Und anstatt persönliche Entscheidungen über Masken und andere Vorsichtsmaßnahmen als liberale Tugendsignale zu verurteilen, könnten wir sie als Traumareaktion des gehenden Verwundeten betrachten. Wir werden vielleicht erkennen, dass die Pandemie uns für immer verändert hat, dass wir diese Narben unser ganzes Leben lang tragen werden, dass die Dinge nie mehr ganz so sein werden und dass für manche Menschen einst vorübergehende Schutzmaßnahmen – zum Guten oder Schlechten – werden. ein Teil ihres zukünftigen Lebens. Wenn Sie Großeltern hatten, die die Depression durchlebten, haben Sie vielleicht ihre Einstellung zur Lebensmittelverschwendung gesehen und wie sich ein Knappheitsproblem aus den 1930er Jahren – Jahrzehnte später – darauf geprägt hat, wie sie sich selbst trugen, wie sie sparten, was sie ausgaben, was und wie sie aßen. Dies gilt auch für COVID-19; In Jahrzehnten werden Überlebende immer noch auf spezifische Weise handeln, die darauf zurückzuführen ist, wie diese Jahre unser Verhalten für immer verändert haben.

Wenn wir uns wieder zur „Normalität“ zwingen, können solche Rituale eine der wenigen Arten sein, wie wir uns an diese Zeit erinnern und an das, was wir verloren haben. Schließlich erinnern sich die meisten von uns im Sicherheitstheater des modernen Flughafens – und nicht an den Jubiläumszeremonien – tatsächlich an den 11. September nicht, es ist der einzige Ort, an dem Reisende für immer an das Erbe dieser Terroranschläge erinnert werden, wo sie nicht nur gezwungen sind, eine Reihe ritualisierter Gesten auszuführen, sondern auch daran erinnert werden, warum sie sich an solchen Aktionen beteiligen. Es ist zwar düster und unangenehm, aber warum sollte die Erinnerung an ein traumatisches Ereignis anders sein?
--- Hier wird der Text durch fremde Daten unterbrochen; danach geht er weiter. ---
PR #4275, opened 2021-02-12
Fake overrides in stub files

mernst:


docs/manual/annotating-libraries.tex
```diff
@@ -510,6 +510,37 @@
...
+\subsectionAndLabel{Stub methods in subclasses of the declaring class}{stub-fake-override}
+
+Sometimes, a method's return type is different in a subclass than in a
+superclass, even though the subtype does not define the method and just
+inherits the superclass's definition.
+
+You may write a ``fake override'' in a stub file.  This is a declaration of
+a method that is inherited.  The Java signature of the method must be
+identical to that in the superclass where it is actually defined, but you
+can change its annotations.
```
smillst, line 522: If the "fake override" doesn't have any explicit annotations, is it as if the "fake override" wasn't written?

For example,
```
class Super{
  @Nullable String method() {... }
}

class Sub extends Super {}

class Use {
  void use(Sub sub) {
    @NonNull String s = sub.method();  // Is this legal?
  }
}
```
```
// In a stub file:
class Sub extends Super {
   String method(); 
}
```

framework/src/main/java/org/checkerframework/framework/stub/AnnotationFileParser.java
```diff
@@ -1526,6 +1578,161 @@ private void putNewElement(
...
+     * @param decl a fake override of the element
+     * @param fakeLocation where the fake override was defined
+     */
+    private void processFakeOverride(
+            ExecutableElement element, CallableDeclaration<?> decl, TypeElement fakeLocation) {
+        // This is a fresh type, which this code may side-effect.
+        AnnotatedExecutableType methodType = atypeFactory.getAnnotatedType(element);
+
+        // TODO: Walk the type and the declaration, copying annotations from the declaration to the
+        // element.  I think PR #3799 has a visitor that does that, which I should use afte it is
```
smillst, line 1713: I don't think you mean https://github.com/typetools/checker-framework/pull/3799 here.

smillst (changes requested):

framework/src/main/java/org/checkerframework/framework/stub/AnnotationFileParser.java
```diff
@@ -1526,6 +1598,162 @@ private void putNewElement(
         }
     }
 
+    /**
+     * Given a method declaration that does not correspond to an element, returns all the methods
+     * that it would override. This includes transitively overridden methods.
```
smillst, line 1603: Why does this include transitively overridden methods?

framework/src/main/java/org/checkerframework/framework/stub/AnnotationFileElementTypes.java
```diff
@@ -313,6 +321,81 @@ public AnnotatedTypeMirror getAnnotatedTypeMirror(Element e) {
...
+                applicable.add(fakeLocation);
+            }
+        }
+
+        if (applicable.isEmpty()) {
+            return null;
+        }
+        TypeMirror fakeReceiverType =
+                TypesUtils.mostSpecific(applicable, factory.getProcessingEnv());
+        if (fakeReceiverType == null) {
```
smillst, line 377: I don't understand how there can be no "most specific" fake override.  Can you explain how this case occurs?

smillst (changes requested):
I haven't reviewed all the code, but I'm stuck on how there can be no "most specific" fake override.  (See https://github.com/typetools/checker-framework/pull/4275#discussion_r577152032.)

framework/src/main/java/org/checkerframework/framework/util/AnnotatedTypes.java
```diff
@@ -471,14 +472,56 @@ private static AnnotatedTypeMirror asMemberOfImpl(
                 }
                 return result;
             case UNION:
-            case DECLARED:
                 return substituteTypeVariables(
                         types, atypeFactory, receiverType, member, memberType);
+            case DECLARED:
+                AnnotatedTypeMirror memberTypeWithOverrides =
```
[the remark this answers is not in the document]
mernst: Thanks!  That is indeed a better place.

framework/src/main/java/org/checkerframework/framework/stub/AnnotationFileElementTypes.java
mernst: I thought it was possible to write
```java
class A { public int m() { return 0; } }
interface I { int m(); }
class B extends A implements I { }
```
but that is not legal Java.  I will change the `UserError` to `BugInCF`.

smillst: `javac` compiles that code.

framework/src/main/java/org/checkerframework/framework/stub/AnnotationFileElementTypes.java
```diff
@@ -313,6 +321,82 @@ public AnnotatedTypeMirror getAnnotatedTypeMirror(Element e) {
...
+            StringJoiner message = new StringJoiner(System.lineSeparator());
+            message.add(
+                    String.format(
+                            "No most specific fake override found for %s with receiver %s.  These fake overrides are applicable:",
```
smillst, line 382: I've come up with an example that triggers this Exception.  I added it as a test case in `/Users/smillst/jsr308/checker-framework/checker/jtreg/stubs/fakeoverrides`.
```java
interface SuperInterface {
    default int m() {  return 0; }
}

class SuperClass implements SuperInterface {
    // fake override:
    // int m();
}

interface SubInterface extends SuperInterface {
    // fake override:
    // int m();
}
public class Use extends SuperClass implements SubInterface {
    void use(Use d) {
        d.m();  // crash here.
    }
}
```

I don't think this code should crash.  The fake override in `SuperClass` should be used and the fake override in `SubInterface` should be ignored.  In the future, we should issue an error at the declaration of `Use`.

smillst (changes requested):
I think I've reviewed all the code now.  I just have one more question.

framework/src/main/java/org/checkerframework/framework/stub/AnnotationFileParser.java
```diff
@@ -1323,6 +1355,8 @@ private void annotate(
             if (annoMirror != null) {
                 type.replaceAnnotation(annoMirror);
             } else {
+                // TODO: Maybe always warn here.  It's so easy to forget an import statement and
```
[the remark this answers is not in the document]
mernst: They are valid TODO items, though not directly related to the changes.  I wasted too much time debugging a problem when a stub file was missing an `import` statement and so the annotation was being ignored.
I could put them in a different pull request if you prefer.

smillst (approved):

PR #626, opened 2022-11-08
Added Vulcan Real World Data and Schedule of Activities initial spec files

jduteau:


lmckenzi (commented):
Don't you need to update the Specification file too?

PR #638, opened 2022-11-22
Update ICHOM Breast Cancer IG version to 1.0.0-ballot

vadi2:


vadi2:
@lmckenzi 

> Versions can only be removed if no JIRA tracker references that version.  If this is the case and the version should really be removed, please coordinate with an administrator.

This is indeed the case. I had a `0.1.0-ballot` version previously (per faulty advice from QA page).

vadi2:
@lmckenzi ping

PR #641, opened 2022-11-26
Update to the template for FHIR-pddi

rkboyce:


rkboyce:
Sorry - I thought the issues were all fixed. Will work more on them.

PR #642, opened 2022-11-29
Update FHIR-us-mcc.xml

bheale:
updating version


bheale:
@lmckenzi  ready to merge

lmckenzi:
There's already a 1.0.0 version.  Is 1.0.0 not actually out yet, and you're going to ballot aiming to eventually get to a 1.0.0 release, or are you now working toward a 1.1.0 or 2.0.0 release?
If the former, mark the 1.0.0 version as deprecated (as we don't want anyone reporting issues against it).  If the latter, change to 1.1.0-ballot or 2.0.0-ballot.

bheale:
@lmckenzi I deprecated. this will be the first non-ci build version ever. let me know if it looks good now

PR #646, opened 2022-11-30
Update FHIR-us-davinci-atr.xml

nbashyam:
Update to match build for ballot.


lmckenzi (changes requested):
I think the ballot URL is just going to be 2020Feb, not 2.0.0-ballot...

nbashyam:
> I think the ballot URL is just going to be 2020Feb, not 2.0.0-ballot...

You mean 2023Feb right not 2020Feb ?

lmckenzi:
Yes

nbashyam:
Obsolete.

PR #648, opened 2022-11-30
Create FHIR-uv-emedicinal-product-info.xml

bheale:
This is the initial commit. Done on behalf of Craig Anderson for emedicinal-product-info

### DIFF
--- a/xml/FHIR-uv-emedicinal-product-info.xml
+++ b/xml/FHIR-uv-emedicinal-product-info.xml
@@ -1,0 +1,115 @@
+<?xml version="1.0" encoding="UTF-8"?>
+<specification xmlns:xsi="http://www.w3.org/2001/XMLSchema-instance" ballotUrl="http://hl7.org/fhir/uv/emedicinal-product-info/Jan2023" ciUrl="http://build.fhir.org/ig/HL7/emedicinal-product-info" defaultVersion="1.0.0-ballot" defaultWorkgroup="brr" url="http://hl7.org/fhir/uv/emedicinal-product-info">
+<version code="current" url="http://build.fhir.org/ig/HL7/emedicinal-product-info"/>
+<version code="1.0.0-ballot" url="http://hl7.org/fhir/uv/emedicinal-product-info/Jan2023"/>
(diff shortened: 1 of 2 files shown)


bheale:
@lmckenzi epi for Craig Anderson ready for merge - Thanks!

lmckenzi (commented):
Have you updated the specifications file to point to this new spec?

bheale:
nope

bheale:
do you mean regading: SPECS-[family].xml

These files list all of the specifications that exist for a given product family.  There is one file per family.  Pull requests to these files may be submitted by any co-chair, project lead or other individual involved in managing HL7 specifications.  The file structure is as follows:

key: the unique identifier for the specification within the product family (what's actually stored on each issue).  This will not generally be seen by users and should never change once established.  Even if the specification is renamed, the key will remain the same.

name: the descriptive name for the specification.  This is what users will see - and can be freely changed if, for example, the specification is renamed, perhaps due to expanded scope.  It may be helpful to include the old name or abbreviations or other keywords to help users who are searching for the specification when submitting an issue.

deprecated: an optional boolean that can be set for specifications that are no longer actively maintained - and for which HL7 no longer wishes to receive feedback.  This might be specifications that got merged into other specs, specifications that have been retired, etc.  Once a specification is marked as deprecated, it will no longer be possible to choose that specification when submitting new issues or changing issues, but the specification will still appear on historic issues and can be used when s

I was wondering.

lmckenzi:
Yup.  That's the one.  Until you add a row there, your new file will be ignored.

bheale:
cool. I am getting an error when I buildlocal.bat 
     [xslt] ERROR: FHIR specifications that are not deprecated must have a gitUrl attribute that starts with 'https://github.com/HL7/' FHIR-uv-emedicinal-product-info

but I don't see gitUrl described in https://confluence.hl7.org/pages/viewpage.action?pageId=76153131#ConfiguringSpecificationFeedback-\[Family]-[code].xml 

Is there a file in my build I need to modify to have the gitUrl field populated? Or do I just manually add it to what I am creating here?

PR #663, opened 2022-12-05
Update PDDI

brynrhodes:


lmckenzi (commented):
Why are you jumping from 0.2.0 to 2.0.0-ballot?  Shouldn't it be 1.0.0-ballot?

brynrhodes:
Because this is STU2, so trying to keep the version aligned with the STU

lmckenzi:
In your versions, I don't see that there's ever been a 1.0.0 release?  (Or any non-ballot release)

brynrhodes:
Okay, I checked the ballot pool and it is listed as STU1, so I updated the version to 1.0.0-ballot. Once this PR is merged I'll commit the updates to the PDDI repository to change the version and ballot title to match.

PR #675, opened 2022-12-09
2nd time of copying jira-new.xml to JIRASPEC/xml/FHIR-us-.....xml....…

saulakravitz:
…hopefully this is the last time through the loop


saulakravitz:
I'm just regenerating using the jira-new.xml produced by the IG Publisher.

PR #678, opened 2022-12-15
Update SPECS-OTHER.xml

PJHaug:


PJHaug:
I have updated the SPECS-OTHER.xml file and added a OTHER-arden-syntax.xml file to the xml folder.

Hygiene-Theater mag für immer bei uns sein, aber wenn ja, bedeutet es nicht das Ende der Welt. Es bedeutet vielmehr, dass wir es auf die andere Seite der Apokalypse geschafft haben. Mit etwas Glück werden Masken und Flaschen mit Händedesinfektionsmitteln auf Restauranttischen eines Tages zum Pessachfest dieser Generation – eine Erinnerung an die Strapazen, die wir einst erduldeten und an unsere letztendliche Befreiung.